| Required work |
The lines to extract run from the first line of the entries through the line that contains "Opening a torrent on"; reproduce exactly those lines and no others.

| Record excerpts |
*** Block opens ***

PR #9016, opened 2026-08-01
fix: connect to a running Qt client instead of starting one

ckerr:
## Description

Opening a torrent on Windows should hand it to a client that's already running. Two things stopped that from working:

1. **The client was looked up by ProgID.** `QAxBase::setControl()` resolves a ProgID through the registry: `CLSIDFromProgID()`, then a fallback lookup under `HKLM\Software\Classes`. Only the MSI writes that mapping, so any packaging that doesn't run it (portable zips, scoop, choco) could never resolve the name, and every torrent opened another client.

2. **Resolution then fell through to `CoCreateInstance`.** `QAxBase::initialize()` ends with an unconditional `CoCreateInstance(..., d->classContext, ...)`. For a class registered under `LocalServer32`, that *starts* a server when none is running. A miss therefore launched a client and reported success, so `tryDelegate()` handed the torrent to a process it had just started, then exited.

Now, `GetActiveObject()` reads the running object table and nothing else. It answers the question actually being asked, and it takes the class id directly: no registry lookup, and a miss stays a miss. The class id moves into `TR_COM_CLIENT_CLSID` so the `Q_CLASSINFO` and the lookup can't drift apart. The value is unchanged; `transmission-qt.idl` and the installer's registry entries name the same id.

Tests covering both halves run when building with `ENABLE_QT_COM_INTEROP`.

#255 conflates two independent bugs; this is the hand-off half. #9022 covers the other, where nothing detected two sessions sharing one config dir.

Notes: On Windows, opening a torrent or magnet link now adds it to the running
Transmission window instead of starting a second copy.

## Checklist

### DIFF
--- a/qt/ComInteropHelper.cc
+++ b/qt/ComInteropHelper.cc
@@ -3,11 +3,16 @@
 // or any future license endorsed by Mnemosyne LLC.
 // License text can be found in the licenses/ folder.
 
+#include <memory>
+
 #include <windows.h>
 #include <objbase.h>
+#include <oleauto.h>
 
 #include <QAxFactory>
+#include <QAxObject>
 #include <QString>
+#include <QUuid>
 #include <QVariant>
 
 #include "ComInteropHelper.h"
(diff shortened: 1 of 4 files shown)


ckerr:
superseded by https://github.com/transmission/transmission/pull/9032

PR #9029, opened 2026-08-03
feat: hold a lock on the session's config dir

ckerr:
## Description

Cherry-pick of #9022.

Sessions now take an advisory lock on their config dir, and `tr_sessionOwnsConfigDir()` reports whether they got it. `transmission-daemon` warns when the dir is already in use.

Settings, resume files and stats are written as though they have one owner, so two sessions on a config dir overwrite each other and nothing notices. In #255 that shows up as copies launched from the Start menu all announcing the same torrents to the same trackers. Hand-off can't catch it — a daemon and a GUI client never exchange messages. #9016 covers the other half of #255, where opening a torrent starts a second client instead of handing off to the running one.

It warns rather than refusing because failing to lock is a weaker signal than holding it: a read-only or lock-less filesystem fails exactly like real contention. What a GUI should do instead — surfacing the session the user already has — is left to its own PR, since that needs an override flag so a second instance can still be started deliberately.

Notes: transmission-daemon now warns at startup if another Transmission session is already using the same configuration directory. This is to safeguard against multiple sessions accidentally overwriting each others' settings.

## Checklist


ckerr:
superseded by https://github.com/transmission/transmission/pull/9032

PR #9032, opened 2026-08-04
fix: unify GUI launch delegation

ckerr:
## Description

Qt and GTK used incompatible single-instance mechanisms, so launches could reach the wrong config dir or race into a second session. Add a shared per-config protocol over D-Bus and COM, serialize startup through publication, and reject stale or mismatched peers.

Huge diff. Half of it is new tests to cover testing delegation via COM and DBus, present, interop between GTK and Qt clients, edge cases, race conditions, and on and on. The actual idea isn't that complicated, but the number of permutations is large. :scream: 

Notes: Unified launch and delegation between the Qt and GTK clients. For example if `transmission-qt` is running and a user or a mime-type handler invokes `transmission-gtk foo.torrent`, the latter will hand `foo.torrent` to the already-running `transmission-qt` instance.

Notes: Fixed an issue that prevented `transmission-gtk`'s app icon from being found on some desktops.

## Checklist


docs/Configuration-Files.md
```diff
@@ -44,6 +44,17 @@ This is a JSON-encoded file that holds all the client's settings and preferences
 ### stats.json
 This is a JSON-encoded file that holds session statistics such as running upload and download byte counts.
 
+### lock
+This empty file is kept locked by a running session to mark the configuration folder as in use to safeguard against a second session from running with the same files and accidentally overwriting each other's settings. The OS always releases the lock when the session ends.
+
+A session that finds the folder already locked reports it and stops.
+
+### lock.startup
+This empty file is kept locked by a launch during the brief window between looking for a client already running on this folder and becoming findable itself. It is what stops two launches started at the same moment from each concluding it was first.
```
danudey: Theoretically shouldn’t the kernel’s locking mechanism handle this case? As long as the lock is acquired before making any changes, no race condition between two processes should be possible, as I understand it. If we acquire the lock as soon as we know what the configuration directory is then won’t that solve any issues here?

ckerr: That would work for the UI apps but is problematic for `transmission-daemon` which doesn't link against any D-Bus libraries and doesn't register itself on the bus.

The two lockfiles answer two different questions: "Is anyone running steady-state here?" and "Is anyone starting up?". And that lets the new process know whether to delegate, to wait, or to start up on its own. If we collapse that into "is anyone running here?" then we always have to wait and see if someone shows up on the bus to figure out if it's a daemon or a GUI that's starting up.

danudey: Ah, so it’s not just about preventing multiple instances but about ensuring that the “second” instance can pass its request to the first. This makes sense, thanks!

PR #9043, opened 2026-08-10
feat(web): add a color scheme option to appearance settings

### LINKED ISSUE #8138: [Feature Request] Dark Mode option on Web UI
### What is the issue?

Could we please have a Dark Mode option on the Web UI?

Web client

4.0.6

Mynk11:
## Description

Fixes #8138.

The web client picked its colours from `prefers-color-scheme` only, so there was no way to run the UI in dark mode from a light-mode desktop (or the reverse) — which is what the issue asks for, and what Sonarr/Radarr/etc. offer.

**CSS** — the light and dark custom-property blocks are moved verbatim into `@mixin color-scheme-light` / `@mixin color-scheme-dark` (including their nested `.contrast-more` overrides). `:root` then includes them either from the existing media queries, guarded by `:not([data-color-scheme])`, or directly from `[data-color-scheme='light'|'dark']`. `color-scheme` is narrowed to match when a scheme is pinned, so form controls and scrollbars follow too.

Because the media-query rules no longer match once the attribute is set, there is no specificity fight between the two paths — and with no attribute set, the generated CSS is identical to before.

**JS** — new `Prefs.ColorScheme` (`system` / `light` / `dark`, defaulting to `system`, persisted like the other appearance prefs), applied in `_onPrefChanged` by setting or removing `data-color-scheme` on `<html>`. A "Color scheme" radio group (Match system / Light / Dark) sits in the Appearance dialog next to the existing contrast and highlight-colour controls.

Default behaviour is unchanged for anyone who doesn't touch the new setting.

`npm run build` and `npm run lint` (eslint + stylelint + prettier) both pass. Generated files under `web/public_html/` are intentionally left out, since those are refreshed separately in the "chore: update generated transmission-web files" commits.

## Checklist

### DIFF
--- a/web/assets/css/transmission-app.scss
+++ b/web/assets/css/transmission-app.scss
@@ -18,6 +18,143 @@
   }
 }
 
+@mixin color-scheme-dark {
+  --color-bg-hover: var(--grey-40);
+  --color-bg-odd: var(--black);
+  --color-bg-popup: var(--black);
+  --color-bg-primary: var(--black);
+  --color-bg-selected: var(--default-accent-color-strong);
+  --color-bg-warn: #cf6679;
+  --color-border-default: var(--default-border-dark);
+  --color-border-stark: var(--dark-mode-white);
+  --color-border-starkest: var(--grey-500);
+  --color-fg-disabled: var(--grey);
+  --color-fg-on-popup: var(--nice-grey);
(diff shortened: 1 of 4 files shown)


killemov:
@ckerr @tearfur Could make it clear if an extra UI element is preferred over setting this in the browser and/or system?

Issue #8997, opened 2026-07-15
Transmsion 4.1.3 is slow to quit or hangs


Yodoma:
### What is the issue?

Here’s my setup:
MacBook Pro 13-inch, 2018, Four Thunderbolt 3 Ports
2.7 GHz Quad-Core Intel Core i7
Intel Iris Plus Graphics 655 1536 MB
16 GB 2133 MHz LPDDR3

macOS Sequoia Version 15.7.7

### Which application of Transmission?

None

cherio:
Confirming, the same behavior in Arch Linux. transmission-daemon takes ~ 15 seconds to shutdown with empty queue and no tasks, active or completed.
It takes the same 15 sec to shutdown whether it is managed by systemd or started and stopped / SIGTERMed manually.
`journalctl` doesn't have any errors, warnings or information, just a 15 second wait between the shutdown request and actual process termination.

```
$ transmission-daemon --version
transmission-daemon 4.1.3 (838877323f)
```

*** Block closes ***

| Problem solution |
PR #9016, opened 2026-08-01
fix: connect to a running Qt client instead of starting one

ckerr:
## Description

Opening a torrent on Windows should hand it to a client that's already running. Two things stopped that from working:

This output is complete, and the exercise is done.